For the first time ever, behind-the-meter (distributed) battery storage in Massachusetts has been included in a state Energy Efficiency Plan. Program details and implications were unveiled on April 4, 2019 (see full CEG report).
This is a significant direction forward in recognizing the value of stored energy. Why is this significant?
Historically, the value of energy efficiency has been measured by the overall load or energy reduction. For example, LEDs are a known efficiency reduction measure that has been incentivized for years to replace existing incandescent light bulbs. LEDs are three times more efficient, which means you will use 75% less energy than with incandescent lighting.
Similar new technologies, especially those rated by Energy Star, are designed and incentivized to reduce energy consumption in one’s home or business.
Battery storage as an efficiency measure, however, is unique in that it does not reduce overall energy consumption. Instead, an energy storage system is capable of peak demand reduction (peak shaving or peak shifting) and can shift consumption to non-peak times to reduce expense.
Think of batteries in terms of storing excess energy for a “rainy day” (literally speaking if it’s an off-grid application). As a utility, dealing with peak demand is very challenging and costly to both utilities and consumers alike. The fundamental requirement of the utility is to be able to provide reliable power to all of their customers at all times of day which is an immense responsibility. The most challenging part is providing constant power quality 24/7…no vacation, holidays, or sick days.
Utilities rely fundamentally on two types of power plants to achieve this: baseload plants which operate continuously and “peaker plants” to support the grid by responding to variable high power (peak) demands. These peaker plants are expensive to operate, used intermittently, and run inefficiently.

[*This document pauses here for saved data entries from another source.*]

PR #52, opened 2019-08-30
Broadcast over websockets when deploy blocks change

joeyAghion:
I noticed that dashboards don't necessarily refresh when deploy blocks change. This fixes that.

### DIFF
--- a/app/models/deploy_block.rb
+++ b/app/models/deploy_block.rb
@@ -3,4 +3,14 @@ class DeployBlock < ApplicationRecord
 
   scope :unresolved, -> { where(resolved_at: nil) }
   scope :resolved, -> { where.not(resolved_at: nil) }
+
+  after_save :broadcast_updates
+
+  private
+
+  def broadcast_updates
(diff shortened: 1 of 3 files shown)


app/models/deploy_block.rb
```diff
@@ -3,4 +3,14 @@ class DeployBlock < ApplicationRecord
...
   scope :resolved, -> { where.not(resolved_at: nil) }
+
+  after_save :broadcast_updates
+
+  private
+
+  def broadcast_updates
+    return unless id_previously_changed? || resolved_at_previously_changed?
+    ActionCable.server.broadcast(ProjectChannel.channel_name(project.organization_id), updatedBlocks: true)
+    ActionCable.server.broadcast(ProjectChannel.channel_name, updatedBlocks: true)
```
joeyAghion: This repetition is because it's possible to be viewing an org-scoped dashboard _or_ a global one. Might be worth some refactoring or redesigning to encapsulate this knowledge somewhere.

PR #54, opened 2019-09-17
Hide sensitive profile attributes

dblandin:
Configure ActiveAdmin to exclude sensitive attributes from Profile views, forms, and exports.

## Screenshots

screenshot 1568728179
screenshot 1568728188


joeyAghion:
Thanks!

app/admin/profiles.rb
```diff
@@ -14,6 +14,16 @@
 
   permit_params :name, :organization_id, :basic_username, :basic_password, :environment_input
 
+  controller do
```
dleve123: out of curiosity, why was this block needed?

dblandin: This is how you update the controller ActiveAdmin creates and manages for your model:

Here's some relevant documentation: https://github.com/activeadmin/activeadmin/blob/77507a22fdad50a295b44c2e9a76e9c8736006d6/docs/8-custom-actions.md#modifying-the-controller

We're using the mechanism here to make sure we don't overwrite `basic_password` with an empty string when updating other attributes on the object.

PR #60, opened 2020-01-06
Add aged effect for super-stale releases

joeyAghion:
A little easter egg so that the truly-stale releases stand out even more. Looks like:

Hat tip: [Trello](https://help.trello.com/article/820-card-aging)

Note: this has _not_ been approved by design, but upsetting people that these stale projects look so bad is sort of the idea.


eessex:
lol this is cute

mzikherman:
Nice!

oxaudo:
I kinda like this ancient look. Should get some projects to look like that! :)

PR #61, opened 2020-01-13
Notify #dev when a deploy PR is ready

zephraph:
Step 1 of a longer process to automate our deployments, this simply integrates slack and lets us know when a deployment PR is ready.


config/initializers/slack.rb
```diff
@@ -0,0 +1,3 @@
+Slack.configure do |config|
+  config.token = ENV['SLACK_API_TOKEN']
```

Batteries reduce the cost per kilowatt (kW) of peak power* by dispatching stored energy during times when peak demand (and costs) are high, thereby providing measurable and significant consumer utility cost savings. There are a number of other measurable benefits such as providing continuous energy during power outages and other distributed cost benefits.
It’s important to note that these energy-efficient incentives are not for the installation of batteries, but rather for reducing peak power demand. In other words, this is a performance-based incentive rather than a rebate. These incentives are in addition to SMART program incentives and battery storage adders so consumers can value-stack energy cost savings.

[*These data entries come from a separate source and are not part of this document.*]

PR #64, opened 2020-02-19
Set POSTGRES_HOST_AUTH_METHOD to fix dev/test

eessex:
Fix dev env, plus some yml validation.

### DIFF
--- a/hokusai/development.yml
+++ b/hokusai/development.yml
@@ -7,7 +7,6 @@ services:
       - horizon-postgres
       - horizon-redis
     environment:
-      - DATABASE_CLEANER_ALLOW_REMOTE_DATABASE_URL=true
       - DATABASE_URL=postgresql://postgres:@horizon-postgres/horizon_development
       - REDIS_URL=redis://horizon-redis
     extends:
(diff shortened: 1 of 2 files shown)


hokusai/development.yml
```diff
@@ -1,26 +1,28 @@
...
     env_file: ../.env
     depends_on:
-    - horizon-postgres
-    - horizon-redis
+      - horizon-postgres
+      - horizon-redis
     environment:
-    - DATABASE_URL=postgresql://postgres:@horizon-postgres/horizon_development
-    - REDIS_URL=redis://horizon-redis
+      - DATABASE_CLEANER_ALLOW_REMOTE_DATABASE_URL=true
```
joeyAghion: I don't think this project uses the database_cleaner library so this shouldn't be required.

hokusai/test.yml
```diff
@@ -1,15 +1,19 @@
...
 services:
   horizon:
     command: ./hokusai/ci.sh
     depends_on:
-    - horizon-postgres
+      - horizon-postgres
     environment:
-    - DATABASE_URL=postgresql://postgres:@horizon-postgres/horizon_test
-    - RAILS_ENV=test
+      - DATABASE_CLEANER_ALLOW_REMOTE_DATABASE_URL=true
```
joeyAghion: Ditto here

Unlike the SMART program, however, the energy efficiency plan does not require batteries to be paired with solar; although, this is the cleanest, most resilient, and most cost-effective way of both producing energy and then storing it over the long-term. Solar plus storage also affords consumers the ability to zero out their utility bills by offsetting kilowatt-hours in addition to peak power and take advantage of substantial federal and local tax incentives to help reduce upfront installation costs.
- Participants are required to purchase their own battery system. There are several financing options for both residential and commercial consumers that can relieve the owner of fronting the upfront costs. This can afford the use of available cash on hand for other planned capital expenditures.
- Participants will sign a 5-year agreement that allows the utility to send a signal to consumers to “dispatch” their stored energy to shift peak power.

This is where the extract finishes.